→ PROBLEM DESCRIPTION:
Show every line in the material below in which the string "omit" appears.

───

PR #205, opened 2020-03-09
Re-enable role filters in group detail

karelhala:


karelhala:
@PanSpagetka is there any reason why the filter was used there? This actually broke showing the filters.

PR #207, opened 2020-03-10
Enable selecting steps in role creation wizard

PanSpagetka:
I have fixed the logic that enabled steps after completing. So you can navigate through completed steps but you cant skip steps. You can navigate between valid steps. That means if you fill the whole wizard, then go to the first step, delete required field, navigation becomes disabled until you fill required field. This might be a bit confusing, so I have recorded video.

https://projects.engineering.redhat.com/browse/RHCLOUD-4893

#### Video
https://webmshare.com/play/Kx6K1

@john-dupuy @nicole-campbell12


john-dupuy:
Looks great, thanks for attaching the video @PanSpagetka

src/smart-components/role/add-role/role-information.js
```diff
@@ -42,7 +42,7 @@ const RoleInformation = (formData, onHandleChange) => {
               id="description"
               name="description"
               value={ description }
-              onChange={ (_, event) => onHandleChange({ description: event.currentTarget.value }) }
+              onChange={ (_, event) => onHandleChange({ description: event.currentTarget.value }, true) }
```
karelhala: Shouldn't this be `event.currentTarget.value.trim().length > 0`?

PanSpagetka: If you mean the second parameter like: `onHandleChange({ description: event.currentTarget.value, event.currentTarget.value.trim().length > 0 }`  than no. Description is not required, so the form is valid even if user doesn't write anything there.

karelhala: Oh, I see. Okay, then it's good to go!

PR #254, opened 2020-04-06
Fix group-members pagination

fhlavac:
* fixed not updating count when member added
* fixed page not changing change on pagination arrow click

@karelhala

### DIFF
--- a/src/redux/reducers/group-reducer.js
+++ b/src/redux/reducers/group-reducer.js
@@ -6,7 +6,7 @@ import {
   FETCH_ADD_ROLES_FOR_GROUP,
   FETCH_MEMBERS_FOR_GROUP
 } from '../../redux/action-types';
-import _ from 'lodash';
+import omit from 'lodash/omit';
 
 // Initial State
 export const groupsInitialState = {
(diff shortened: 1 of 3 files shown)


src/redux/reducers/group-reducer.js
```diff
@@ -6,6 +6,7 @@ import {
   FETCH_ADD_ROLES_FOR_GROUP,
   FETCH_MEMBERS_FOR_GROUP
 } from '../../redux/action-types';
+import _ from 'lodash';
```
karelhala, line 9:
```suggestion
import omit from 'lodash/omit';
```

src/redux/reducers/group-reducer.js
```diff
@@ -34,7 +35,7 @@ const setGroup = (state, { payload }) => ({
       ...payload.uuid === group.uuid && { ...payload, loaded: true }
     }))
   },
-  selectedGroup: { ...state.selectedGroup, members: { ...state.selectedGroup.members, data: payload.principals }, ...payload, loaded: true }
+  selectedGroup: { ...state.selectedGroup, members: { ...state.selectedGroup.members, data: payload.principals }, ..._.omit(payload, 'principals'), loaded: true }
```
karelhala, line 38:
```suggestion
  selectedGroup: { ...state.selectedGroup, members: { ...state.selectedGroup.members, data: payload.principals }, ...omit(payload, 'principals'), loaded: true }
```

PR #271, opened 2020-04-16
Add info about inactive users

karelhala:
Screenshot from 2020-04-17 10-36-07
Screenshot from 2020-04-17 10-36-37
Screenshot from 2020-04-17 10-37-01

### DIFF
--- a/src/App.scss
+++ b/src/App.scss
@@ -102,3 +102,13 @@
     }
   }
 }
+
+.ins-c-rbac__user-label {
+  margin-right: var(--pf-global--spacer--sm);
+
+  &.ins-m-inactive { background-color: var(--pf-global--disabled-color--100); }
+}
+
+.ins-c-rbac__user-row {
+  &.ins-m-inactive { color: var(--pf-global--disabled-color--200); }
+}
--- a/src/App.scss
+++ b/src/App.scss
@@ -91,8 +91,12 @@
   color: var(--pf-global--warning-color--100);
 }
 
-.pf-c-table tbody tr.ins-c-rbac__group-default {
-  .pf-c-table__check:first-of-type input { display: none; }
+.pf-c-table {
+  thead tr th.ins-m-width-5 { width: 5%; }
+
+  tbody tr.ins-c-rbac__group-default {
+    .pf-c-table__check:first-of-type input { display: none; }
+  }
 }
 
 .ins-c-rbac__summary {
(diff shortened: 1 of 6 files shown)


karelhala:
ping @mmenestr

john-dupuy:
@karelhala I have some concerns that this might break the widget we use to represent a `Table` in c.rh.c. When we lookup a user in the table we match against the username text. I would have to check to be sure, but now the username text might also include that "Active/Inactive" text before the username. 

Apologies if this was discussed on ticket @mmenestr, but is there any issue UX wise if the chip/label is in a separate (untitled) column? If so, I'm sure I can figure out a workaround.

karelhala:
@john-dupuy yeah, you are right, now part of username is Active/Inactive label. Mhh I could move the label to specific column before the username if that would help.

mmenestr:
No issue with moving the label to another separate column! I would prefer that based on what you're saying :) 

Also 2 other notes I have:
1. **The description in the user page should be "These are all the users in your Red Hat organization. To add new users or manage existing users, go to your user management list."** It's just a little longer than the ones in the modals.

2. The disabled text color seems a little too light? But maybe it's the screenshot. Could you use --pf-global--disabled-color--100 if not already?

karelhala:
> No issue with moving the label to another separate column! I would prefer that based on what you're saying :)
> 
> Also 2 other notes I have:
> 
> 1. **The description in the user page should be "These are all the users in your Red Hat organization. To add new users or manage existing users, go to your user management list."** It's just a little longer than the ones in the modals.

Sure thing!

> 2. The disabled text color seems a little too light? But maybe it's the screenshot. Could you use --pf-global--disabled-color--100 if not already?

I've used `pf-global--disabled-color--100` for the inactive label and `pf-global--disabled-color--200` for the color of inactive row.

john-dupuy:
Yup, in a separate column there'd be no problem for our widget at all!

mmenestr:
The color of the row text is too light! Could you use --pf-global--disabled-color--100 instead so that the username, name etc are more readable?

karelhala:
Oh you mean the color of the text in a row, sure thing! I'll update it to use `-100`.

karelhala:
This is how it looks like with lighter color
Screenshot from 2020-04-17 10-15-45

karelhala:
@mmenestr screenshots updated. I've added table cell header for the Active/Inactive part so users know what it means.

mmenestr:
Ok also LGTM! Thanks Karel!

PR #278, opened 2020-04-20
Change default pagination in all tables to 20

fhlavac:
- default pagination limit in all tables is now 20
- in modal tables, the default limit is 10
- updated tests

@karelhala

### DIFF
--- a/src/helpers/shared/pagination.js
+++ b/src/helpers/shared/pagination.js
@@ -1,11 +1,13 @@
 export const defaultSettings = {
   limit: 20,
-  offset: 0
+  offset: 0,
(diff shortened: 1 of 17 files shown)


src/helpers/shared/pagination.js
```diff
@@ -1,16 +1,11 @@
 export const defaultSettings = {
-  limit: 50,
-  offset: 0,
-  itemCount: 1,
```
karelhala, line 4: I think that the default settings should have `itemCount` at least set to 0 so if the server reposnds with something strange we won't break pagination.

PR #282, opened 2020-04-22
Add User detail

PanSpagetka:
Add User detail

Screenshot from 2020-04-27 12-10-02
Screenshot from 2020-04-27 12-09-49
Screenshot from 2020-04-27 12-10-02


src/smart-components/user/user.js
```diff
@@ -0,0 +1,229 @@
...
+                { title: `${groups_in.length}`, props: { isOpen: expanded[uuid] === 1 }},
+                { title: accessCount, props: { isOpen: expanded[uuid] === 2 }},
+                { title: <DateFormat type='exact' date={ modified } /> }
+                ]
+            }, {
+                uuid: `${uuid}-groups`,
+                parent: 3 * i,
+                compoundParent: 1,
+                cells: [{
+                    title: <Table
```
karelhala, line 68: You should add props to make the inner table full width `props: { colSpan: 2, className: 'pf-m-no-padding' }`

src/smart-components/user/user.js
```diff
@@ -0,0 +1,229 @@
...
+                        <TableBody />
+                    </Table>
+                }]
+            },
+            {
+                uuid: `${uuid}-groups`,
+                parent: 3 * i,
+                compoundParent: 2,
+                cells: [{
+                    title: !isRecordLoading && rolesWithAccess && rolesWithAccess[uuid]
```
karelhala, line 85: Same as above `props: { colSpan: 3, className: 'pf-m-no-padding' }`

src/smart-components/user/user.js
```diff
@@ -0,0 +1,229 @@
...
+                        }
+                    }]} }
+                    pagination={ { itemCount: roles.meta.count, page, perPage, onSetPage, onPerPageSelect } }
+                />
+                { isLoading
+                ? <ListLoader />
+                : <Table
+                    className='ins-c-activity-table'
+                    aria-label="Collapsible table"
+                    onExpand={ onExpand }
```
karelhala, line 182: I'd extend the `TableToolbarView` to consume `onExpand` function this way we can easilly use this table variant without the need to copy this code all over the places.

src/smart-components/user/user.js
```diff
@@ -0,0 +1,229 @@
...
+    return {
+       roles,
+       isLoading,
+       rolesWithAccess,
+       isRecordLoading
+    };
+};
+
+const mapDispatchToProps = dispatch => {
+    return {
```
karelhala, line 223: No need to have return and block, you can directly expose the object, I guess this should use same default pagination as other tables.
```JS
const mapDispatchToProps = dispatch => ({
  fetchRoles: (apiProps = { limit: 10, offset: 0 }) => dispatch(fetchRoles(apiProps)),
  fetchRoleForUser: (uuid) => dispatch(fetchRoleForUser(uuid))
});
```

src/smart-components/user/user.js
```diff
@@ -0,0 +1,229 @@
...
+    isLoading: PropTypes.bool,
+    rolesWithAccess: PropTypes.object,
+    isRecordLoading: PropTypes.bool
+};
+
+User.defaultProps = {
+
+};
+
+const mapStateToProps = ({ roleReducer: { roles, isLoading, rolesWithAccess, isRecordLoading }}) => {
```
karelhala, line 212: No need to have block and return here
```JS
const mapStateToProps = ({ roleReducer: { roles, isLoading, rolesWithAccess, isRecordLoading }}) => ({
  roles,
  isLoading,
  rolesWithAccess,
  isRecordLoading
});
```

src/smart-components/user/user.js
```diff
@@ -0,0 +1,229 @@
...
+    match: PropTypes.object,
+    fetchRoles: PropTypes.func,
+    fetchRoleForUser: PropTypes.func,
+    roles: PropTypes.array,
+    isLoading: PropTypes.bool,
+    rolesWithAccess: PropTypes.object,
+    isRecordLoading: PropTypes.bool
+};
+
+User.defaultProps = {
```
karelhala, line 208: This can be removed.

src/smart-components/group/add-group/users-list.js
```diff
@@ -31,7 +33,7 @@ const createRows = (data, expanded, checkedRows = []) => {
         props: {
           data: { isActive }
         }
-      }, username, email, first_name, last_name ],
+      }, { title: <Link to={ `/users/detail/${username}` }>{username}</Link> }, email, first_name, last_name ],
```
karelhala, line 36: This will add the link in all places where users-list is used (when adding users to group etc.) I don't think we want that. I'd hide this link behind some prop.

src/redux/reducers/role-reducer.js
```diff
@@ -19,10 +20,17 @@ const setLoadingState = state => ({ ...state, isLoading: true });
 const setRecordLoadingState = state => ({ ...state, isRecordLoading: true });
 const setRole = (state, { payload }) => ({ ...state, selectedRole: payload, isRecordLoading: false });
 const setRoles = (state, { payload }) => ({ ...state, roles: payload, isLoading: false });
+const setRolesWithAccess = (state, { payload }) => ({
+  ...state,
+  rolesWithAccess: { ...state.rolesWithAccess, [payload.uuid]: payload },
```
karelhala, line 25: You should add the `isLoading` state to `rolesWithAccess` this way you can have more than one row loading at a time.
```JS
{
  rolesWithAccess: {
     [uuid]: {
       isLoadig: true,
       data: payload
     }
  }
}
```

PanSpagetka: Loading multiple rows seems to work fine. To do this I would have do set loading for each uuid in pending action. But in pending action I don't get uuid, only the type. I could probably overcome it somehow, but I don't think it is necessary. Because I am accessing "random" key I am checking for existence of the value anyway.

mmenestr:
This all looks correct, thank you!! Once you push, tell me so I can double check the linking and stuff!

The only comment I have is that it looks really weird under permissions, that only half the expanded table is populated with information, I wonder if it would be possible to center that information? or make the grey lines expand till the end of the box at least? 

Screen Shot 2020-04-24 at 8 28 53 AM

mmenestr:
Update: so it seems like all the content is only scoped to the first column, when it should actually span the whole width of the table, and thats why all the data is pushed to just the left side. Could you fix it so that it spans the whole area, and the columns are equally spread out? @ryelo don't know if you have any more technical help to give here

Also, that applies to both the groups and the permissions expanded tables! thank you!!

src/smart-components/user/user.js
```diff
@@ -0,0 +1,222 @@
+import React, { useEffect, useState } from 'react';
+import PropTypes from 'prop-types';
+import { connect } from 'react-redux';
+import AwesomeDebouncePromise from 'awesome-debounce-promise';
```
karelhala, line 4: Is this really neccessary? We've been using lodash debounce for a while

src/smart-components/user/user.js
karelhala: Actually, I've checked and it should have colSpan of parent table, so here it would be 4.

src/smart-components/user/user.js
karelhala: Actually, I've checked and it should have colSpan of parent table, so here it would be 4.

PanSpagetka:
@karelhala @mmenestr  have updated screenshots. Hopefully all coding and visual issues are fixed.

package.json
```diff
@@ -3,17 +3,18 @@
   "version": "1.1.0",
   "private": false,
   "dependencies": {
+    "awesome-debounce-promise": "2.1.0",
```
karelhala, line 6: You don't really need this installed, right?

src/smart-components/user/user.js
```diff
@@ -0,0 +1,199 @@
...
+            setRows(createRows(roles.data));
+        }
+    }, [ roles ]);
+
+    useEffect(() => {
+        setRows(createRows(roles.data));
+    }, [ rolesWithAccess ]);
+
+    const onExpand = (event, rowIndex, colIndex, isOpen, rowData) => {
+        const r = [ ...rows ];
```
karelhala, line 122: I don't think you'd have to copy the rows in here. You can just use `rows`.

PanSpagetka: Actually I don't need it at all :laughing:

karelhala:
@PanSpagetka let's wait for @mmenestr to give us approve to merge it. Overall looks good.

mmenestr:
Looks great! Thank you for waiting for me to look at it :) Is it going to be possible to get the group description in the end? I see that the header is there but the info is not!

PanSpagetka:
It will eventually be there when API returns it

coderbydesign:
@mmenestr @PanSpagetka the description PR was merged https://github.com/RedHatInsights/insights-rbac/pull/279 and deployed to CI.

PR #289, opened 2020-04-29
Move to first page after group member/role delete and reload data

fhlavac:
* after deleting group role/member push to the first page
* after adding/removing group role reload data

@karelhala

### DIFF
--- a/src/smart-components/group/principal/principals.js
+++ b/src/smart-components/group/principal/principals.js
@@ -64,7 +64,10 @@ const GroupPrincipals = () => {
   };
 
   const removeMembers = (userNames) => {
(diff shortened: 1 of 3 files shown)


src/smart-components/group/principal/principals.js
```diff
@@ -64,7 +64,7 @@ const GroupPrincipals = () => {
   };
 
   const removeMembers = (userNames) => {
-    return dispatch(removeMembersFromGroup(uuid, userNames)).then(() => { setSelectedPrincipals([]); fetchData();});
+    return dispatch(removeMembersFromGroup(uuid, userNames)).then(() => { setSelectedPrincipals([]); fetchData(undefined, { ...pagination, offset: 0 });});
```
karelhala, line 67: Can you style this row so it'll be on 2 lines? It will be easier to read.

PR #331, opened 2020-06-17
Enhance group roles fetch data and snapshot tests

fhlavac:
- enhanced snapshot test
- added fetch data test

@karelhala


src/smart-components/group/role/group-roles.js
```diff
@@ -58,6 +58,7 @@ const addRoleButton = (isDisabled) => (isDisabled
     </div>
   </Tooltip>
   : <Button
+    id="add-role-btn"
```
karelhala, line 61: Is adding ID really necessary? I'd like to avoid as much as possible, if you want to find element in shadow dom while testing you can use `at` method.

PR #333, opened 2020-06-23
Update DDF to v2

fhlavac:
- updated DDF to version 2.4.8
- fixed edit-group-modal
- fixed tests

00ě

@karelhala

PR #335, opened 2020-06-24
Custom role Wizard first page

PanSpagetka:
#333 should be merged first

https://projects.engineering.redhat.com/browse/RHCLOUD-7235
Screenshot from 2020-06-29 14-33-22
Screenshot from 2020-06-29 14-33-03


src/presentational-components/shared/toolbar.js
```diff
@@ -199,9 +199,6 @@ const Toolbar = ({
     { ...!isLoading && {
       pagination: paginationBuilder(pagination, fetchData, filterValue, sortBy)
     } }
-    { ...(filterValue.length > 0 || (textFilters && textFilters.length > 0)) && {
```
karelhala, line 202: Is there a reason to remove this? Cause this generates active filter chips.

src/smart-components/role/add-role-new/schema.js
```diff
@@ -0,0 +1,134 @@
+// export const asyncValidator = async (value, sourceId = undefined) => {
```
karelhala, line 1: No need to have comments.

mmenestr:
Looks good to me from a visual standpoint! Will look again once it's merged for interaction standpoint :)

mmenestr:
@PanSpagetka  Hi, just went through it and noticed one small thing that needs changing. 
See recording here:
[Screen Recording 2020-07-01 at 9.44.45 AM.zip](https://github.com/RedHatInsights/insights-rbac-ui/files/4858254/Screen.Recording.2020-07-01.at.9.44.45.AM.zip)

But basically, if I click the option "Copy an existing role" and make a selection, the "Next" button turns blue. Which is correct.
But if I do that, and THEN change my mind and say "Create a role from scratch" and then go back to "Copy an existing role", the role has been unselected, but the "Next" button remains blue. Since nothing is selected though, the user shouldn't be able to press the "Next" button anymore. This could be fixed in 2 ways, either:

(1) have the selection in the table remain, even as you switch between the main radio buttons
OR
(2) Have the selection de-select like it does now, but make sure the button stays disabled if there is no selection in the table!

PanSpagetka:
@mmenestr Yep, it seems to be clearing the selection. @fhlavac will take a look ;)

fhlavac:
@mmenestr this should fix it https://github.com/RedHatInsights/insights-rbac-ui/pull/343

PR #341, opened 2020-07-01
Fix activity label initial state in user detail

fhlavac:
https://projects.engineering.redhat.com/browse/RHCLOUD-7507

Active state should not be changing during the load anymore.
The problem was that wrong user record used to be loaded from the redux state initially and after fetch it was rewritten by the correct one. Now, the correct user is passed from the previous state.

@john-dupuy 
@karelhala

### DIFF
--- a/src/smart-components/user/user.js
+++ b/src/smart-components/user/user.js
@@ -1,7 +1,7 @@
 import React, { useEffect, useState } from 'react';
 import PropTypes from 'prop-types';
 import { connect } from 'react-redux';
-import { Link } from 'react-router-dom';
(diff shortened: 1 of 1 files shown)


src/smart-components/user/user.js
```diff
@@ -179,11 +178,11 @@ User.propTypes = {
 const mapStateToProps = ({
     roleReducer: { roles, isLoading, rolesWithAccess },
     userReducer: { users: { data }}
-}) => ({
+}, username) => ({
```
karelhala, line 181: I think that this should be `match: { params: { username }}`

───

→ WRITTEN SOLUTION:
+import omit from 'lodash/omit';
import omit from 'lodash/omit';
+  selectedGroup: { ...state.selectedGroup, members: { ...state.selectedGroup.members, data: payload.principals }, ..._.omit(payload, 'principals'), loaded: true }
  selectedGroup: { ...state.selectedGroup, members: { ...state.selectedGroup.members, data: payload.principals }, ...omit(payload, 'principals'), loaded: true }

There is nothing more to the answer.